Als Konkubinat wird eine dauerhafte und nicht verheimlichte Form der geschlechtlichen Beziehung zwischen einem Mann und einer Frau, mehreren Männern oder mehreren Frauen bezeichnet, die in der Regel rechtlich nicht abgesichert ist (wie z. B. durch eine Ehe). Der weibliche Partner einer Konkubinatsbeziehung heißt Konkubine; eine männliche Form dieses Wortes existiert nicht.
Im Fall, dass aus einer Konkubinat-Beziehung Kinder geboren werden, haben sie meistens keinen Erbanspruch gegenüber dem Vater, was eine der wichtigsten Unterscheidungen zwischen dem Konkubinat und der Polygamie ("Vielweiberei") darstellt.
Das Konkubinat ist somit wesentlich motiviert durch die Bestrebung, Macht- und Besitzansprüche nicht aufzuteilen. Damit beschränkte sich diese Beziehungsform meistens auch auf wohlhabende und politisch mächtige soziale Schichten, taucht dort aber quer durch alle Kulturen auf, vom europäisch-christlichen Mittelalter bis zu den Kaiserhöfen Chinas und Japans.
Da die traditionelle Definition des Konkubinats immer auf die heterosexuelle Ehe Bezug nimmt, folgen daraus Schwierigkeiten in der universellen Anwendbarkeit dieses Begriffs. Dies betrifft die Abgrenzung zu Polykoitie, Polygamie, neben- oder außerehelichen Beziehungen und Prostitution. Der Begriff ist auch nur bedingt anwendbar bei homosexuellen Beziehungen, und zwar nur dann, wenn diese nicht die Form von rechtlich abgesicherten Partnerschaften oder der Ehe nehmen.
In der Schweiz existierte das so genannte Konkubinatsverbot, das zum Beispiel im Kanton Zürich den folgenden Wortlaut annahm:
"Das Konkubinat ist untersagt. Die Gemeinderäte haben von Konkubinatsverhältnissen dem Statthalteramt Kenntnis zu geben. Dieses erlässt die erforderlichen Verfügungen zur Aufhebung des Verhältnisses unter Androhung strafrechtlicher Verfolgung wegen Ungehorsams."
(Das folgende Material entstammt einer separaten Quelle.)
PR #314, opened 2022-10-20
Add v0 of HWP angle loading

kmharrington:
Expand the g3tsmurf loading from configs a bit and add a utility function for loading up HWP angles. This assumes the HWP angles are saved in the format generated by the `update-hwp-angles` site pipeline script. 

The loading for the HWP data is _slow_. We're going to have to fix that soon-ish. But this does work and does get the HWP angles loading into the AxisManager. We can upgrade this function when we get faster methods.

### DIFF
--- a/sotodlib/io/g3tsmurf_utils.py
+++ b/sotodlib/io/g3tsmurf_utils.py
@@ -4,13 +4,15 @@
 import os
 import numpy as np
 import logging
+import yaml
+
+from so3g.hk import load_range
 
 from sotodlib.io.load_smurf import load_file, SmurfStatus
 from sotodlib.io.g3tsmurf_db import Observations, Files
-
+from scipy.interpolate import interp1d
 
 logger = logging.getLogger(__name__)
-
 
 def get_obs_folder(obs_id, archive):
     """
@@ -201,4 +203,42 @@ def get_batch(
                     )
     except GeneratorExit:
         pass
+    
+def load_hwp_data(aman, configs=None, data_dir=None):
+    """Load HWP data that will match with aman timestamps and 
+    interpolate angles into hwp_angle
+    
+    Arguments
+    ----------
+    aman : AxisManager
+        AxisManager of loaded SMuRF data
+    configs : (optional) config filename or dictionary containing "hwp_prefix"
+    data_dir : (optional) the "hwp_prefix" data directory. overrides configs
+    
+    Wraps HWP data into aman.hwp_angle
+    """
+    if "hwp_angle" in aman:
+        raise ValueError("hwp_angle already exists in aman")
+        
+    if configs is None and data_dir is None:
+        raise ValueError("Must pass config or data_dir")
+    if data_dir is None:
+        if type(configs)==str:
+            configs = yaml.safe_load( open(configs, "r"))
+        data_dir = configs["hwp_prefix"]
+        
+    data = load_range(
+        float(aman.timestamps[0]-5), float(aman.timestamps[-1]+5), 
+        fields=["hwp.hwp_angle"], data_dir=data_dir
+    )
+    time = data["hwp.hwp_angle"][0]
+    if len(time) == 0:
+        raise ValueError("No HWP data found that overlaps aman")
+    if time[0] > aman.timestamps[0] or time[-1] < aman.timestamps[-1]:
+        logger.warning(f"HWP data does not cover all of AxisManager, extrapolations" /
+                      "may be unstable")
+        
+    hwp = interp1d(data["hwp.hwp_angle"][0],data["hwp.hwp_angle"][1], bounds_error=False,
+                 fill_value="extrapolate" )
+    aman.wrap( "hwp_angle", hwp(aman.timestamps), [(0,"samps")])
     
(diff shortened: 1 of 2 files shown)


sotodlib/io/g3tsmurf_utils.py
```diff
@@ -202,3 +204,41 @@ def get_batch(
...
+    )
+    time = data["hwp.hwp_angle"][0]
+    if len(time) == 0:
+        raise ValueError("No HWP data found that overlaps aman")
+    if time[0] > aman.timestamps[0] or time[-1] < aman.timestamps[-1]:
+        logger.warning(f"HWP data does not cover all of AxisManager, extrapolations" /
+                      "may be unstable")
+        
+    hwp = interp1d(data["hwp.hwp_angle"][0],data["hwp.hwp_angle"][1], bounds_error=False,
+                 fill_value="extrapolate" )
```
mhasself, line 242: This sort of thing doesn't work on data with a branch cut, right?

A brute force solution is to "unwrap" the HWP angle and resample that, then put the result back in the [0, 2pi) branch.  float64 should have enough precision to handle that without adding noise, at least for ~days of data at a time.

sotodlib/io/g3tsmurf_utils.py
```diff
@@ -202,3 +204,41 @@ def get_batch(
...
+def load_hwp_data(aman, configs=None, data_dir=None):
+    """Load HWP data that will match with aman timestamps and 
+    interpolate angles into hwp_angle
+    
+    Arguments
+    ----------
+    aman : AxisManager
+        AxisManager of loaded SMuRF data
+    configs : (optional) config filename or dictionary containing "hwp_prefix"
+    data_dir : (optional) the "hwp_prefix" data directory. overrides configs
```
msilvafe, line 216: Can you point to an example `hwp_prefix` file or dictionary in the doc-string or readthedocs?

msilvafe (changes requested):
The main actual comment is just addressing what Matthew brought up. I think if you address that and have tested that it works this can be merged. 

Otherwise I think it would be useful if you included in the PR comment, doc string, or readthedocs  an example of what the loading in the presence of HWP data looks like (like what's the function call) and what is the structure of the config file.

sotodlib/io/g3tsmurf_utils.py
kmharrington: @msilvafe  any chance you have the code for that you could just paste into this and merge into this branch? I'm more interested in connecting all the IO dots and would rather leave the math to the SAT folks.

sotodlib/io/load_smurf.py
```diff
@@ -198,6 +198,8 @@ def from_configs(cls, configs):
         -----
         configs - dictionary containing `data_prefix` and `g3tsmurf_db` keys
         """
+        if type(configs)==str:
+            configs = yaml.safe_load( open(configs, "r"))
```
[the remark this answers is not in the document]
kmharrington: https://simons1.princeton.edu/confluence/display/CHILAT/SO%3A+Data+Packaging+FLP#SO:DataPackagingFLP-P10R1DataLoadingExample

sotodlib/io/g3tsmurf_utils.py
kmharrington: Actually, I guess you also haven't seen these changes? https://sotodlib.readthedocs.io/en/latest/hwp.html

sotodlib/io/g3tsmurf_utils.py
```diff
@@ -30,20 +32,22 @@ def get_obs_folder(obs_id, archive):
...
-        get_obs_folder(obs_id,archive),
+        get_obs_folder(obs_id, archive),
         "outputs"
     )
 
     if not os.path.exists(path):
-        logger.error(f"Path {path} does not exist, how does {obs.obs_id} exist?")
-    return [os.path.join(path,f) for f in os.listdir(path)]
+        logger.error(f"Path {path} does not exist, " +
+                     f"how does {obs.obs_id} exist?")
```
msilvafe, line 49: Also this logger is trying to return `obs.obs_id` but `obs` isn't defined.

sotodlib/io/g3tsmurf_utils.py
```diff
@@ -53,13 +57,15 @@ def get_obs_plots(obs_id, archive):
...
-        get_obs_folder(obs_id,archive),
+        get_obs_folder(obs_id, archive),
         "plots"
     )
 
     if not os.path.exists(path):
-        logger.error(f"Path {path} does not exist, how does {obs.obs_id} exist?")
-    return [os.path.join(path,f) for f in os.listdir(path)]
+        logger.error(f"Path {path} does not exist, " +
+                     f"how does {obs.obs_id} exist?")
```
msilvafe, line 66: Same here as line 49.

msilvafe (approved):
I'm going to go ahead and approve so that I'm not blocking merging but I would like to see this tested with the commits that I added in before it gets merged.

kmharrington:
looks good, and I've testing it again. Thanks Max

PR #315, opened 2022-10-21
update-hwp-angles writes 60s frames

mhasself:
Instead of a single frame for each file it processes.

Also added a "--file" option to force reprocess something.

This makes it possible to load short segments of the output ~efficiently.


mhasself:
> Approving but could you update the instructions of the file tag

Done...

@yukisakurai let me know if you intend to review this.

yukisakurai (approved):
I tried this branch locally and both the file argument and frame part worked as expected.
This is more efficient, thank you!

Das Konkubinatsverbot wurde in der Schweiz erst in jüngster Vergangenheit (z. B. Zürich 1972, Wallis 1995) aufgehoben.
Auch wenn die Konkubinen z. T. eine hohe Anerkennung genossen, durften sie sich dennoch ihrem Herren in ihren Dienstleistungen, seien sie sexueller oder anderer Natur, nicht verwehren. Sie mussten ihrem Herren genauso wie jeder andere Sklave auch uneingeschränkt gehorchen. Dem Sklavenhalter sind also rechtlich kaum Grenzen gesetzt. Er kann uneingeschränkt viele Konkubinen besitzen und sich ihrer beliebig bedienen.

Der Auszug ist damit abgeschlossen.